SharpDX was made possible by a custom tool called SharpGen which generates the .NET API automatically from the DirectX SDK.

The puzzle is why Microsoft did not make more effort to support XNA in Windows 8, or failing that to provide an alternative for .NET developers.

If you want to use SharpDX, be prepared for considerable effort learning the API, as there is little documentation so far. Still, it will likely be easier than learning C++, which is the official solution for DirectX on the Windows Runtime.

3 thoughts on “SharpDX: Managed DirectX for Metro from the community”

  1. I would circumvent SharpDX and leverage Unity3D instead. It provides a higher level of abstraction than just executing shader pipelines against meshes – it supports C#, and encapsulates a game engine, a physics engine, a terrain editor, a particle emmiter etc, in a unified and extensible UI.

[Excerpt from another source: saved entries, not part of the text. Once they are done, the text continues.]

Issue #2506, opened 2016-04-28
Move to a newless API


mourner:
Most of the objects in the GL JS API are created using `new`. Leaflet had a huge success moving to a newless API design where instead of constructors, you expose factories:

``` js
// before
var map = new mapboxgl.Map();
new mapboxgl.Popup().addTo(map);

// after
var map = mapboxgl.map();
mapboxgl.popup().addTo(map);
```

This makes it easier for beginners, less prone to errors, and less verbose. It's also better to make global API changes like this sooner than later if we decide to do it.

The main difficulty of the switch would be to figure out how to support the change in the docs with documentation.js, with JSDoc not having a model of factory-based classes. Is there an easy solution?

cc @jfirebaugh @lucaswoj @tmcw

tmcw:
Depends on how you implement factory-based classes, but [we previously had support for the revealing module pattern](https://github.com/documentationjs/documentation/issues/379) and could again - it's just a tricky inference step. If you're doing the 'if I'm not an instance, make me an instance' trick, then I think things should 'just work' because you'll still be adding methods to a prototype?

jfirebaugh:
I think the proposal is to make factory methods for each class, rather than do the constructor trick. So the factory method is a static member of `mapboxgl` which `@returns {Class}`, and the constructor itself is `@private`. As long as the output order is sensible -- like the factory methods are either all at the top, or grouped with the instance methods of the corresponding class -- documentation.js should handle this fine.

odub:
Hey! Is there a way I could document a factory-style API with the current version of documentation.js? Maybe by sprinkling in some extra JSDoc tags?

jfirebaugh:
My views on this have changed. I think with the move toward ES6 classes throughout the JavaScript ecosystem, it makes the most sense just to embrace `new` as the one true way to create class instances. _Not_ supporting `new` would certainly be bucking a trend. Given that, does anyone still feel that including a newless API _in addition_ to a `new`ful API is important? (I don't.)

anandthakker:
> I think with the move toward ES6 classes throughout the JavaScript ecosystem, it makes the most sense just to embrace new as the one true way to create class instances. Not supporting new would certainly be bucking a trend.

Agreed, and no, I don't see a need to also have/support a newless API

mourner:
Agreed, let's close.

PR #2667, opened 2016-06-03
Refactor Source interface to allow/prepare for extensibility

anandthakker:
Replaces #2648 

 - Inverts `TilePyramid` and `Source` dependencies.  `TilePyramid` now essentially serves as a common wrapper class for dealing with sources.

 - Renames `TilePyramid` to `SourceCache`.  This is partly aspirational, and partly to make it more reasonable to have things called `source` that are actually TilePyramids 😁 

 - Eliminates the ability to create a `Source` independently of a `Map` instance - i.e., no more `new mapboxgl.GeoJSONSource()`; sources must be created with `map.addSource(id, json)`. 

 - Eliminates bucketStats, as it is no longer needed (so @lucaswoj assures me)

- Source _types_ are now classes with constructor signature `(id, options, dispatcher) => Source` and an optional `workerSourceURL` static property

- The `Source` provided by the factory function is an object implementing:

```js
id: string
tileSize: number
minzoom: number
maxzoom: number
roundZoom: boolean
reparseOverscaled: boolean
isTileClipped: boolean

loadTile: (tile: Tile, cb: (err, ?data) => void) => void
abortTile: (tile: Tile) => void
unloadTile: (tile: Tile) => void
serialize: () => Object // plain JS
?prepare: () => void

// @fires `load` to indicate source data has been loaded, so that it's okay to call `loadTile`
// @fires `change` to indicate source data has changed, so that any current caches should be flushed 
```

 - `WorkerSourceURL` points to a script, which, when executed in the worker thread, must call `self.registerWorkerSource(WorkerSource)`, where `WorkerSource` is a class that the worker will construct with `new WorkerSource(actor, styleLayers)`.

WorkerSource instances may implement a `loadTile` method; if they do, then this will be used by the worker when its `'load tile'` target is invoked with a `type: 'source-type'` parameter (e.g. `type: 'geojson'`).  Any other methods on `workerSource` instance can be targeted by the main-thread `Source` via `dispatcher.send('source-type.methodname', params, callback)`.

Questions:
 - [x] Does the above design have broad (enough) approval?
 - [x] The `Tile` objects are used by various source types to maintain tile-specific state; ideally, this implicit contract between `TilePyramid` and `Source` should be made explicit in the Source interface... but I think this is perhaps out of scope for this particular PR - perhaps this would be naturally addressed in #2703, or else could be ticketed separately?
 - [x] I'm not sure what the `data` yielded by `loadTile` should look like.  Currently, the only thing I can see being needed by code outside of the particular source is `bucketStats`, which the pyramid uses to emit the `tile.stats` event.  @lucaswoj can you weigh on in this?

Remaining Tasks:
 - [x] Video source - @lucaswoj if you can help me get this working, I'm assuming I can probably then manage Image source.
 - [x] Image source
 - [x] Settle Geojson Source design
   - [supercluster: separate source type, or option for geojson source?](https://github.com/mapbox/mapbox-gl-js/pull/2667#issuecomment-224285621)
   - Simplify the geojson source's WorkerSource so that it is (a) as clean/simple as possible, but (b) nicely supports 3rd party "geojson-like" source types
 - [x] Document the `Source` interface
 - [x] Document `WorkerSource`
 - [x] Document `addSourceType` -- includes documenting the `create` function and the `self.registerWorkerSource(...)` requirement on `WorkerSource` modules.
 - [x] Document "How to implement a source type" -- there's probably a bit more to say beyond the `Source`, `WorkerSource`, and `addSourceType`.  Perhaps an example of a 3rd-party source type would suffice. **update:** went with a link to https://github.com/developmentseed/mapbox-gl-topojson in the docs for `GeoJSONWorkerSource`.
 - [x] Update docs for ImageSource, VideoSource, GeoJSONSource to reflect that their constructors are no longer publicly available
 - [x] Fix any test regressions
 - [x] Add new unit tests as appropriate
 - [x] Cleanup - drop async loading of core source types, and do it in the "right" place.
 - [x] Cleanup - geojson is a core source type, and so I think we should hard-code require its worker source implementation directly in worker.js--in addition to avoiding the function (self) {} wrapper, it would be silly to webworkify it and waste time at runtime sending that code to all the worker threads
 - [x] Cleanup - move `loadTileJSON`, `queryRenderedFeatures`, and `querySourceFeatures` out of `source.js`
 - [x] Cleanup - fix [upstream bug in WebWorkify](https://github.com/substack/webworkify/issues/26)
 - [x] Cleanup - hunt & remove all `TODO`


js/style/style.js
```diff
@@ -66,12 +72,36 @@ function Style(stylesheet, animationLoop) {
         this.glyphSource = new GlyphSource(stylesheet.glyphs);
         this._resolve();
         this.fire('load');
+
+        if (validateStyle.emitErrors(this, validateStyle(stylesheet))) return;
```
jfirebaugh: Why did this move? Don't we want to continue to short circuit if there's a validation error?

anandthakker: Hm, yup - not quite sure when/how this happened, but it's a mistake. Thanks!

js/source/geojson_source.js
```diff
@@ -40,50 +54,31 @@ module.exports = GeoJSONSource;
...
-        add: this._addTile.bind(this),
-        remove: this._removeTile.bind(this),
-        redoPlacement: this._redoTilePlacement.bind(this)
-    });
+    this.type = options.type;
+
 }
 
-GeoJSONSource.prototype = util.inherit(Evented, /** @lends GeoJSONSource.prototype */{
+GeoJSONSource.prototype = /** @lends GeoJSONSource.prototype */{
```
jfirebaugh: The `@lends` is no longer necessary, since its now a direct assignment.

jfirebaugh:
Regarding `Source.is`, `addSource`, and `createSource`: I think we could take either of the following approaches:

* Remove the ability to create or add a source other than `addSource(id, json)`, where `json` is what you'd see in the style spec. (No more [`new mbgl.GeoJSONSource()`](https://www.mapbox.com/mapbox-gl-js/api/#GeoJSONSource), etc.)
* Not go the factory function route just yet. Do whatever additional configuration is needed (e.g. setting `dispatcher`) on the source only when `addSource` is called.

jfirebaugh:
> It's weird to rely on sources presenting an `id` property with the correct value.

Seems fine to me. The reason that `id` is a separate parameter in `addSource`, and not included in the object like it is with layers, is that the style spec uses an `id`-keyed object rather than an array. This is probably a design mistake and we should been consistent: use arrays, validate `id` uniqueness externally. Anyway, I think of `id` as being an intrinsic property for both layers and sources.

js/style/style.js
```diff
@@ -68,10 +76,32 @@ function Style(stylesheet, animationLoop) {
         this.fire('load');
     }.bind(this);
 
-    if (typeof stylesheet === 'string') {
-        ajax.getJSON(normalizeURL(stylesheet), loaded);
+    var sourceTypesLoaded = function(err) {
```
jfirebaugh: Can you explain this part of the code? It looks like its loading support for core source types asynchronously? That seems odd to me, both that it should be async, and that something like `addSourceType` should be the responsibility of `Style` and attached as a non-underscored method.

js/style/style.js
```diff
@@ -635,9 +665,8 @@ Style.prototype = util.inherit(Evented, {
         var sourceResults = [];
         for (var id in this.sources) {
             var source = this.sources[id];
-            if (source.queryRenderedFeatures) {
-                sourceResults.push(source.queryRenderedFeatures(queryGeometry, params, zoom, bearing));
-            }
+            var results = Source._queryRenderedVectorFeatures(source, this._layers, queryGeometry, params, zoom, bearing);
```
jfirebaugh: What happens here for raster/image/video sources?

js/style/style.js
```diff
@@ -318,13 +348,13 @@ Style.prototype = util.inherit(Evented, {
         if (this.sources[id] !== undefined) {
             throw new Error('There is already a source with this ID');
         }
-        if (!Source.is(source) && this._handleErrors(validateStyle.source, 'sources.' + id, source)) return this;
+        var builtIns = ['vector', 'raster', 'geojson', 'video', 'image'];
+        var shouldValidate = !Source.is(source) && builtIns.indexOf(source.type) >= 0;
+        if (shouldValidate && this._handleErrors(validateStyle.source, 'sources.' + id, source)) return this;
 
-        source = Source.create(source);
+        source = new TilePyramid(id, source, this.dispatcher);
```
jfirebaugh: Is there some way we can avoid having variables or members named `source` that are actually `TilePyramid`s? This seems pretty confusing.

js/source/clustered_geojson_worker_source.js
```diff
@@ -0,0 +1,23 @@
+'use strict';
+
+var supercluster = require('supercluster');
+var GeoJSONWorkerSource = require('./geojson_worker_base');
+
+var workerSource = Object.create(GeoJSONWorkerSource);
+workerSource.indexData = function (data, params, callback) {
```
lucaswoj: Would it be appropriate to call this method `clusterData`? I'm not completely sure what the word "index" means in this context.

js/source/geojson_source.js
```diff
@@ -1,13 +1,27 @@
...
 var EXTENT = require('../data/bucket').EXTENT;
 
-module.exports = GeoJSONSource;
+var webworkify = require('webworkify');
+
+module.exports.create = function (id, options, dispatcher, onChange, callback) {
+    var source = new GeoJSONSource(id, options, dispatcher, onChange);
+
+    //TODO: is it to aggressive to do this on source creation, as opposed to
+    //lazily at the first tile request?
```
lucaswoj: I don't think so. Be aggressive! Given the choice between using less bandwidth and showing users their data faster, I'd choose the latter.

js/source/geojson_source.js
```diff
@@ -95,82 +90,52 @@ GeoJSONSource.prototype = util.inherit(Evented, /** @lends GeoJSONSource.prototy
...
         var data = this._data;
         if (typeof data === 'string') {
             options.url = typeof window != 'undefined' ? urlResolve(window.location.href, data) : data;
         } else {
             options.data = JSON.stringify(data);
         }
-        this.workerID = this.dispatcher.send('parse geojson', options, function(err) {
+        this.workerID = this.dispatcher.send(this.type + '.parse', options, function(err) {
+            // TODO: not quite sure if we need this anymore
             this._loaded = true;
```
lucaswoj: I think we still need a `this._loaded` flag and `this.loaded` method (though not necessarily by those names) to implement #1715

js/source/geojson_source.js
```diff
@@ -95,82 +90,52 @@ GeoJSONSource.prototype = util.inherit(Evented, /** @lends GeoJSONSource.prototy
...
-                this.fire('change');
+                return callback(err);
             }
-
+            this._load(tile, callback);
         }.bind(this));
     },
 
-    _loadTile: function(tile) {
+    _load: function(tile, callback) {
```
lucaswoj: `GeoJSONSource#_load` and `GeoJSONSource#load` could be named more clearly for what they do. It seems like `loadTile` and `loadTileUncached` would be appropriate names. The important part is that we differentiate the notion of loading tiles from the notion of the source being loaded.

js/source/geojson_source.js
```diff
@@ -202,31 +166,24 @@ GeoJSONSource.prototype = util.inherit(Evented, /** @lends GeoJSONSource.prototy
...
-    _redoTilePlacement: function(tile) {
-        tile.redoPlacement(this);
+    serialize: function() {
+        return {
+            type: this.type,
+            data: this._data
+        };
     }
-});
+};
```
lucaswoj: I'm unclear on why some methods / properties are prefixed with an `_`. Isn't this whole class private?

js/source/geojson_worker_base.js
```diff
@@ -0,0 +1,98 @@
...
+var GeoJSONWrapper = require('./geojson_wrapper');
+var vtpbf = require('vt-pbf');
+var geojsonvt = require('geojson-vt');
+
+/*
+ * A base prototype to use for creating GeoJSON-based source workers.  This is
+ * basically an abstract class; subclasses should implement (at least) the
+ * indexData method.
+ */
+module.exports = Object.create({
```
lucaswoj: Why `Object.create` here?

js/source/clustered_geojson_worker_source.js
lucaswoj: I see that this method is used to invoke `geojsonvt` elsewhere. Would `createTileFromData` be a good name? I'm still unsure.

js/source/geojson_worker_source.js
```diff
@@ -0,0 +1,5 @@
+'use strict';
+var GeojsonWorkerSource = require('./geojson_worker_base');
+module.exports = function (self) {
+    self.registerWorkerSource('geojson', Object.create(GeojsonWorkerSource));
+};
```
lucaswoj: Would it be possible to rejigger things so that this file could read more like:

```js
module.exports = require('./geojson_worker_base');
```

js/source/geojson_worker_base.js
```diff
@@ -0,0 +1,98 @@
...
+            extent: params.extent,
+            maxZoom: params.maxZoom
+        };
+        try {
+            return callback(null, geojsonvt(data, geojsonVtOptions));
+        } catch (e) {
+            return callback(e);
+        }
+    }
+});
```
lucaswoj: I'm feeling a little [weird about the inheritance here](https://en.wikipedia.org/wiki/Composition_over_inheritance). Do you think there's a simpler design that uses smart defaults and/or composition and/or minor code duplication?

js/source/raster_tile_source.js
```diff
@@ -48,11 +43,9 @@ RasterTileSource.prototype = util.inherit(Evented, {
         };
     },
 
-    getVisibleCoordinates: Source._getVisibleCoordinates,
-    getTile: Source._getTile,
-
-    _loadTile: function(tile) {
+    load: function(tile, cb) {
```
lucaswoj: We usually write out the whole word `callback`. Avoid acronyms helps the codebase remain readable and approachable for everyone.

js/source/source.js
```diff
@@ -3,70 +3,32 @@
...
-        return;
-    }
-
-    var ids = this._pyramid.orderedIDs();
-    for (var i = 0; i < ids.length; i++) {
-        var tile = this._pyramid.getTile(ids[i]);
-        this._redoTilePlacement(tile);
+        browser.frame(loaded.bind(null, null, options));
     }
 };
```
lucaswoj: Do you think it'd make sense to put `loadTileJSON`, `queryRenderedFeatures`, and `querySourceFeatures` into standalone files? They don't gain much by being coupled together with `Source.create` and the source type directory.

js/source/source.js
```diff
@@ -160,34 +114,28 @@ exports._querySourceFeatures = function(params) {
...
+    // work as naturally for this.  Is Source.is() still needed?
+
+    return source && source.id;
+    // for (var type in sourceTypes) {
+    //     if (source instanceof sourceTypes[type]) {
+    //         return true;
+    //     }
+    // }
+    // return false;
+};
```
lucaswoj: We use `Source.is` to differentiate between these two cases:

```js
var source0 = new mapboxgl.GeoJSONSource(...);
map.addSource('foo', source0);

var source1 = { type: 'geojson' };
map.addSource('bar', source1);
```

I'm all for eliminating the method if possible. Exposing `GeoJSONSource` in our public API was a weird design choice but it'll be hard to go back on within the scope of this PR.

lucaswoj: If using a `new`-based API is going to be cleaner than using a factory-based API, I'm all for it.

js/source/tile_pyramid.js
```diff
@@ -16,24 +17,65 @@ module.exports = TilePyramid;
...
+
+    // TODO: this is an ugly consequence of inverting tilepyramid / source
+    // dependency and making source creation async: we use a dumb, generic
+    // version of serialize() until the source is loaded at which point we
+    // switch to deferring to the source's method.
+    // Options:
+    // 1. Make Source.create synchronous.  Drawback: would require adding `loaded()` or `onLoad`  to the Source interface.
+    // 2. Remove Source:serialize() entirely, and instead let TilePyramid:serialize() always jut return the options object it was created with.
+    // 3. Leave the below wart as-is.
+    // I prefer option 2 if it's workable.
```
lucaswoj: I don't think option 2 will work in the case that a user

 - creates a `GeoJSONSource`
 - calls `GeoJSONSource#setData`

Option 1 may be cleanest. 

> Exposing GeoJSONSource in our public API was a weird design choice but it'll be hard to go back on within the scope of this PR. (this again)

js/source/tile_pyramid.js
```diff
@@ -16,24 +17,65 @@ module.exports = TilePyramid;
...
+    this.serialize = function () { return options; };
+
+    var sourceLoaded = function (err, source) {
+        if (err) {
+            this.fire('error', {error: err});
+            return;
+        }
+
+        // TODO: remove this once we eliminate need for sources to have a
+        // reference to the Map instance.
```
lucaswoj: ❤️

js/source/tile_pyramid.js
```diff
@@ -16,24 +17,65 @@ module.exports = TilePyramid;
...
+        this._load = (source.load || noop).bind(source);
+        this._abort = (source.abort || noop).bind(source);
+        this._unload = (source.unload || noop).bind(source);
+        this.serialize = (source.serialize || noop).bind(source);
+        this.prepare = source.prepare && source.prepare.bind(source);
+
+        this.fire('load');
+    }.bind(this);
+
+    Source.create(id, options, dispatcher, onChange, sourceLoaded);
```
lucaswoj: It seems like there are a number of chicken-and-egg problems with `Source`s and `TilePyramids` right now. What do you think of this design:

`TilePyramid` (maybe renamed to `SourceCache`) is treated as a [wrapper / decorator](https://en.wikipedia.org/wiki/Decorator_pattern) to `Source`s


```js
var source = new GeoJSONSource(...);
source.loadTile(...); // does all kinds of HTTP fetching and tile generation
var sourceCache = new SourceCache(...);
sourceCache.loadTile(...); // immediately returns tile from the cache if possible, otherwise sends the request to the underlying source
```

I admit that the current `TilePyramid` doesn't perfectly map onto the proposed `SourceCache` class but I think we can make it work / ticket out some tail work.

js/source/tile_pyramid.js
lucaswoj: By the time we add an `onLoad` parameter, it might be smart to require sources to mixin `Evented`. It's slightly more work for 3rd parties, I admit, but it helps us keep our architecture clean and consistent.

js/style/style.js
lucaswoj: Would [this comment](https://github.com/mapbox/mapbox-gl-js/pull/2667/files/3d6cf0a5ce5d118c52d2fe4446daffad25dd79b2#r65789289) tie in here?

js/style/style.js
lucaswoj: This would be fixed if we decide to go ahead with https://github.com/mapbox/mapbox-gl-js/pull/2667/files/3d6cf0a5ce5d118c52d2fe4446daffad25dd79b2#r65790830

js/style/style.js
anandthakker: @jfirebaugh Yeah, once this refactor settles, I think this async weirdness can be eliminated.  It's here now only as a quick and dirty way to validate/show that `addSourceType` works, but ultimately there's no reason that core source types need to be added asynchronously through the `addSourceType` interface.

I do think `addSourceType` should:
 - (a) be a public, non-underscored method -- because its purpose is to allow third-party source types can be plugged in, which is the motivating reason for this PR; and
 - (b) be async -- because if a source type needs to provide a WorkerSource implementation, then the process of having all the workers load that implementation via `importScript` is async.

js/style/style.js
anandthakker: @jfirebaugh I _think_ it'll just return `[]`, but I was counting on getting that straightened out during the process of reinstating the many broken unit tests

js/source/geojson_source.js
anandthakker: @lucaswoj Yeah, this should be made consistent... 

> Isn't this whole class private?

Hmm -`minzoom`, `maxzoom`, `load`, `serialize`, etc. are implementing the common "Source" interface that we're trying to establish in this PR.  `setData` is a user-facing method.  It seems to me that these should be public... am I misunderstanding your question?

anandthakker: @lucaswoj Yeah, this should be made consistent... 

> Isn't this whole class private?

Hmm -`minzoom`, `maxzoom`, `load`, `serialize`, etc. are implementing the common "Source" interface that we're trying to establish in this PR.  `setData` is a user-facing method.  It seems to me that these should be public... am I misunderstanding your question?

js/source/geojson_worker_base.js
anandthakker: A leftover, not needed.

js/source/geojson_worker_source.js
anandthakker: @lucaswoj Yeah, I think this can/will get cleaned up as part of addressing https://github.com/mapbox/mapbox-gl-js/pull/2667#discussion_r65789437

js/source/source.js
anandthakker: > If using a new-based API is going to be cleaner than using a factory-based API, I'm all for it.

I don't really see the benefit of being able to construct a `Source` object free of the map instance, and it seems to me that that is the main thing that a new-based API affords.

js/source/tile_pyramid.js
anandthakker: Based on a conversation with @lucaswoj on Slack yesterday, I'd like to propose:
 - [ ] In the scope of this PR, we just rename `TilePyramid` to `SourceCache`, addressing @jfirebaugh 's [comment](https://github.com/mapbox/mapbox-gl-js/pull/2667#discussion_r65787211) and preparing for:
 - [ ] Move the further refactoring of the `TilePyramid` ( aka `SourceCache`) interface to a ticket / future PR

mourner:
I'm still not sure if we want to have `geojson-clustered` as a separate type for clustering, and generally have different type names for the same source with slightly different interpretation. I'm more comfortable with the current API because _the source is GeoJSON_ whether clustered or not — clustering is a matter of interpretation. Suppose we want to make a plugin for clustered TopoJSON — would we have a separate source named `topojson-clustered` and somehow reuse parts of both `geojson-clustered` and `topojson` sources?

anandthakker:
@mourner I definitely see what you're saying, but I'm not 100% sold on the idea that different source types should only map to the format of the original source data being used.  I agree that clustering is an interpretation of the data; but then would hex-bins and square-bins also just be interpretations that belong as options on GeoJSONSource?

js/source/source.js
```diff
@@ -116,6 +116,11 @@ var sourceTypes = {};
  */
 exports.create = function(id, source, dispatcher) {
     source = sourceTypes[source.type](id, source, dispatcher);
+
+    if (source.id !== id) {
+        throw new Error('Expected Source id to be ' + id + ' instead of ' + source.id);
+    }
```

  2. @Josh Reuben, your general statement “I would circumvent SharpDX and leverage Unity3D instead” is absolutely misleading. Unity3D is a commercial engine (with several 1000$ for Unity Pro with all extensions per Developer seat), with multiplatform support…etc. SharpDX is *just* a managed DirectX wrapper. Lots of student/indie/company are using DirectX not to only to make advanced games, but to do multimedia applications or just to learn how to build an engine. There are dozens of simple situations where we want to use DirectX in a C# Windows 8 Metro application, without having to use or buy a commercial engine.